------ Supplied records

Issue #228, opened 2018-02-15
Make the Response object immutable


stephen-hoover:
The `civis.response.Response` object subclasses `dict`, but it also copies its dictionary keys into attributes. I've seen code alternate between accessing its contents as attributes and as items. This is mostly okay, but as soon as you try to alter the contents, the two ways of accessing data get out of sync. If we want to keep the dual object / dictionary identity (we may not), then we should make the object, or at least the attributes which are part of the dictionary, immutable.

See this confusing exchange:
```python
In [25]: resp = civis.response.Response({'spam': 'eggs'})

In [26]: resp.spam
Out[26]: 'eggs'

In [27]: resp['spam']
Out[27]: 'eggs'

In [28]: resp['spam'] = 'foo'

In [29]: resp['spam']
Out[29]: 'foo'

In [30]: resp.spam
Out[30]: 'eggs'

In [31]: resp.spam = 'bar'

In [32]: resp['spam']
Out[32]: 'foo'

In [33]: resp
Out[33]: {'spam': 'foo'}
```

PR #318, opened 2019-08-16
[SERD-1446] ENH Added run_template function

arthir:
Mimics the civis-R run_template function.


civis/io/_scripts.py
```diff
@@ -0,0 +1,63 @@
...
+    fut.result()
+    outputs = client.scripts.list_containers_runs_outputs(job.id, run.id)
+    if JSONValue:
+        json_output = [
+            o.value for o in outputs if o.object_type == "JSONValue"
+        ]
+        if len(json_output) > 1:
+            raise RuntimeError(
+                'Error in returning JSON outputs for template {}'
+                'run -- too many JSON outputs'.format(id)
```
stephen-hoover: The first string needs an extra space, and I suspect that the `format` will fail. I think the strings are concatenated after the function call.

civis/io/_scripts.py
```diff
@@ -0,0 +1,63 @@
...
+            )
+            return ()
```
stephen-hoover: You'll never get to this line because of the exception above.
```suggestion
```

civis/io/_scripts.py
```diff
@@ -0,0 +1,63 @@
...
+        if len(json_output) == 0:
+            log.info('No JSON output for template {}'.format(id))
```
stephen-hoover: I think that `debug` is more appropriate here.
```suggestion
            log.debug('No JSON output for template {}'.format(id))
```

civis/io/_scripts.py
```diff
@@ -0,0 +1,63 @@
...
+            return ()
```
stephen-hoover: If you want to return `None`, then a bare `return` will do it. An empty tuple would be `(,)`, but I think that `None` is appropriate here.
```suggestion
            return
```

civis/io/_scripts.py
```diff
@@ -0,0 +1,63 @@
...
+        JSON object containing the results of the template run.
+        Expects only a single JSON result. Will return nothing if
+        either there is no JSON result or there is more than 1 JSON result.
+
+    Examples
+    --------
+    >>> # Run template to return file_ids
+    >>> run_template(my_template_id, arguments=my_dict_of_args)
+    >>> # Run template to return JSON output
+    >>> run_template(my_template_id, arguments=my_dict_of_args, JSONValue=True)
```
stephen-hoover: I like the examples. Could you also show examples of what the output might look like? That would be helpful for me as a user trying to understand what this function does.

stephen-hoover:
Almost forgot -- this would also need an entry in the changelog.

civis/io/_scripts.py
arthir: I wasn't actually sure what makes sense in this case - `None`, empty object but your comment clarifies that.

civis/io/_scripts.py
arthir: Added a space. 
I was assuming that this would work since a similar error message exists in _files.py (line 321)
`
    if not url:
        raise EmptyResultError('Unable to locate file {}. If it previously '
                               'existed, it may have '
                               'expired.'.format(file_id))
`

stephen-hoover: I just tried it out. You're correct, this does work.

civis/io/_scripts.py
```diff
@@ -0,0 +1,62 @@
...
+        json_output = [
+            o.value for o in outputs if o.object_type == "JSONValue"
+        ]
+        if len(json_output) > 1:
+            raise RuntimeError(
+                'Error in returning JSON outputs for template {}'
+                ' -- too many JSON outputs'.format(id)
+            )
+        if len(json_output) == 0:
+            log.debug('No JSON output for template {}'.format(id))
```
keithing: What do you think about a warning here instead of a debug message?

civis/io/_scripts.py
```diff
@@ -0,0 +1,62 @@
...
+    outputs = client.scripts.list_containers_runs_outputs(job.id, run.id)
+    if JSONValue:
+        json_output = [
+            o.value for o in outputs if o.object_type == "JSONValue"
+        ]
+        if len(json_output) > 1:
+            raise RuntimeError(
+                'Error in returning JSON outputs for template {}'
+                ' -- too many JSON outputs'.format(id)
+            )
```
keithing: Similar comment to what I noted in the companion R client PR: What do you think about returning the first element and warning rather than failing?

civis/io/_scripts.py
```diff
@@ -0,0 +1,62 @@
...
+        If False, will return the file ids associated with the
+        output results.
+
+    Returns
+    -------
+    If JSONValue = False:
+      file_ids : dict
+        Dictionary of file ids with the keys being their output names.
+    If JSONValue = True:
+      json_output : civis.response.Response
```
keithing: does this return a `civis.response.Response` or a `dict`?  I think we would prefer the latter.

arthir: as far as I can tell, `civis.response.Response` is a dict? At least it seems to behave as one. The reason I wrote `civis.response.Response` here is that's the class of the returned object from `client.scripts.list_containers_runs_outputs`

civis/io/_scripts.py
arthir: Changed to warning.

civis/io/_scripts.py
arthir: Sounds good; changed to match civis-r behavior.

civis/io/_scripts.py
keithing: Isn't there a call to subset that output to `value` so it's no longer a `civis.response.Response`?

arthir: Oddly, `type(outputs[0].value)` is still `<class 'civis.response.Response'>`

stephen-hoover: `Response` is a subclass of `dict` (see e.g. #228 ). I suggest casting the result as a `dict` before returning it.

civis/io/_scripts.py
```diff
@@ -0,0 +1,62 @@
...
+    fut = CivisFuture(client.scripts.get_custom_runs, (job.id, run.id))
+    fut.result()
+    outputs = client.scripts.list_containers_runs_outputs(job.id, run.id)
+    if JSONValue:
+        json_output = [
+            o.value for o in outputs if o.object_type == "JSONValue"
+        ]
+        if len(json_output) == 0:
+            log.warning('No JSON output for template {}'.format(id))
+            return
```
keithing: I think most users would expect an empty dict here instead of `None`.  That would allow them to call things like

```python
o = run_template(...)
x = o.get("my_key", "default")
```
instead of

```python
o = run_template(...)
x = o.get("my_key", "default") if x else "default"
```

stephen-hoover: Counterpoint -- "output which lacks my data" is different from "no output", and I'd like to be able to distinguish them.

civis/io/_scripts.py
arthir: Interesting. 
Changed it to be a dict.

civis/io/_scripts.py
keithing: Yeah, that's absolutely right. What sorts of use cases could you imagine for needing to know that distinction?  I suppose from a user perspective I'd be happy to lose that information for the convenience of always expecting a `dict`.

arthir:
> Thanks for adding this! High level comments -- Keith may have other opinions, but I think that `civis.utils._jobs` is the most natural place to put this new function. It's not IO related. It should also take an `APIClient` object as its last parameter, defaulting to `None`. The other helper functions use this pattern, and it does make testing much easier.

Moved the function; also added the client as the last parameter.

keithing:
@arthir and I talked about this online, but we agree with @stephen-hoover that `civis.utils._jobs` is the right place for this function.  As a reminder, once we move that we'll need to add this function to `__all__` in `civis.utils.__init__` in order to import it with `civis.utils.run_template`.

civis/utils/_jobs.py
```diff
@@ -1,7 +1,11 @@
+import logging
```
keithing: Great, you've already moved this over to `_jobs.py`.  Will you expose this in `civis.utils.__init__` so it can be imported with `from civis.utils import run_template` ?

arthir: Done

arthir:
> Almost forgot -- this would also need an entry in the changelog.

Added to the changelog (I'm not sure if there's a specific style to follow).

civis/utils/_jobs.py
```diff
@@ -30,3 +34,63 @@ def run_job(job_id, api_key=None, client=None):
...
+    fut = CivisFuture(client.scripts.get_custom_runs, (job.id, run.id))
+    fut.result()
+    outputs = client.scripts.list_containers_runs_outputs(job.id, run.id)
+    if JSONValue:
+        json_output = [
+            o.value for o in outputs if o.object_type == "JSONValue"
+        ]
+        if len(json_output) == 0:
+            log.warning('No JSON output for template {}'.format(id))
+            return
```
keithing: I don't too strongly about `None` vs `dict()`, let's move forward with `None` for now per @stephen-hoover's point.

arthir: Sounds good.

jacksonllee:
How is the user going to discover this awesome new function? Would it be documented in the Sphinx docs? Relatedly, I could also see the `run_job` function is arguably undocumented (though [subtly mentioned](https://civis-python.readthedocs.io/en/v1.10.0/user_guide.html?highlight=run_job)). Would both `run_X` functions deserve a small section on the [User Guide](https://civis-python.readthedocs.io/en/v1.10.0/user_guide.html) page, for example?

arthir:
> How is the user going to discover this awesome new function? Would it be documented in the Sphinx docs? Relatedly, I could also see the `run_job` function is arguably undocumented (though [subtly mentioned](https://civis-python.readthedocs.io/en/v1.10.0/user_guide.html?highlight=run_job)). Would both `run_X` functions deserve a small section on the [User Guide](https://civis-python.readthedocs.io/en/v1.10.0/user_guide.html) page, for example?

I can add (both) to the docs. Thanks for pointing it out.

arthir:
> Code looks good to me. Before merging would you mind
> 
> 1. Adding a test
> 2. Addressing @stephen-hoover's comment about examples in the docstring.

- Added some tests for run_template (currently there are none for run_job())
- Also added the outputs to the examples in the docstring

arthir:
@keithing Tests added (and work!) Also docs.

civis/utils/_jobs.py
```diff
@@ -1,32 +1,102 @@
...
+        ]
+        if len(json_output) == 0:
+            log.warning("No JSON output for template {}".format(id))
+            return
+        if len(json_output) > 1:
+            log.warning(
+                "More than 1 JSON output for template {}"
+                " -- returning only the first one.".format(id)
+            )
+        return dict(json_output[0])
```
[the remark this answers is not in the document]
arthir: Add a comment for this (in the code)

arthir:
@keithing @stephen-hoover I think I need to re-request reviews after that last comment change.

------------

▸ Aim of the task
Count how many lines above carry the word "False". Only the number is required.

▸ Answer section
2